- [Problem statement] Nothing but the lines from the one containing "Also communication over" through the last line of the data below should be returned, each copied exactly.

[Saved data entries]
[Start of Attachment]

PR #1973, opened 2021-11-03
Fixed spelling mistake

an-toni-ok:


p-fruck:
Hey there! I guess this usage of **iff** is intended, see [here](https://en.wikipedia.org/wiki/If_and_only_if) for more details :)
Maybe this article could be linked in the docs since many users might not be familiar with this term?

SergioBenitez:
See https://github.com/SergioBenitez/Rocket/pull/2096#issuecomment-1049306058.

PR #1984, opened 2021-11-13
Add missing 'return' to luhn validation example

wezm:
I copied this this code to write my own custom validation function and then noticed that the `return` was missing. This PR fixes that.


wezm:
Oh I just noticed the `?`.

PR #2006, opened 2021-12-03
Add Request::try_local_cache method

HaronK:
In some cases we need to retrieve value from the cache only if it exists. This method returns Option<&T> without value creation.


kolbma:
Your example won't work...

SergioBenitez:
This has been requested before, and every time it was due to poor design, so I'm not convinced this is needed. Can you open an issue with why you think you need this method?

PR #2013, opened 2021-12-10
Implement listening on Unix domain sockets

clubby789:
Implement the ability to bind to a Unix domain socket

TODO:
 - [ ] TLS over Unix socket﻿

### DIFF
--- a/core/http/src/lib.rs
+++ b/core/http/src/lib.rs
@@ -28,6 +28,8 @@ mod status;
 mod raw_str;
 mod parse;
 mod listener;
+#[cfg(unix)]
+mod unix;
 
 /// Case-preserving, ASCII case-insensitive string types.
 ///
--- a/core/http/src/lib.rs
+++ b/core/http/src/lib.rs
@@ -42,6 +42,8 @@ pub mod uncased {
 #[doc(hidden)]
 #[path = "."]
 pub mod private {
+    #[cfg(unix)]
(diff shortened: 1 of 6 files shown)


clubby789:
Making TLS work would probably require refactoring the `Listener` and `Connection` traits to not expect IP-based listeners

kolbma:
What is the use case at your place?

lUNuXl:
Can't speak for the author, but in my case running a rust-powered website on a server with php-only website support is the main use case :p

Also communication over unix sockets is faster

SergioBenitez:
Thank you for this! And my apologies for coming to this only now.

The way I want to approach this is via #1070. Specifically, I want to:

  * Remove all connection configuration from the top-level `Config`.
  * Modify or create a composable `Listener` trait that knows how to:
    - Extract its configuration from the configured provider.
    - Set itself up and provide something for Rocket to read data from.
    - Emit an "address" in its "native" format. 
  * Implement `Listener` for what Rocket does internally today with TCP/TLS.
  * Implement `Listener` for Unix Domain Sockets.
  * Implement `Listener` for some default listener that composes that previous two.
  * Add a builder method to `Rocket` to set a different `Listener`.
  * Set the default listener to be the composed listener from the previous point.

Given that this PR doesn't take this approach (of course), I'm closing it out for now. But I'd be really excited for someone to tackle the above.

[End of Attachment]

- [Written solution]
Also communication over unix sockets is faster

SergioBenitez:
Thank you for this! And my apologies for coming to this only now.

The way I want to approach this is via #1070. Specifically, I want to:

  * Remove all connection configuration from the top-level `Config`.
  * Modify or create a composable `Listener` trait that knows how to:
    - Extract its configuration from the configured provider.
    - Set itself up and provide something for Rocket to read data from.
    - Emit an "address" in its "native" format. 
  * Implement `Listener` for what Rocket does internally today with TCP/TLS.
  * Implement `Listener` for Unix Domain Sockets.
  * Implement `Listener` for some default listener that composes that previous two.
  * Add a builder method to `Rocket` to set a different `Listener`.
  * Set the default listener to be the composed listener from the previous point.

Given that this PR doesn't take this approach (of course), I'm closing it out for now. But I'd be really excited for someone to tackle the above.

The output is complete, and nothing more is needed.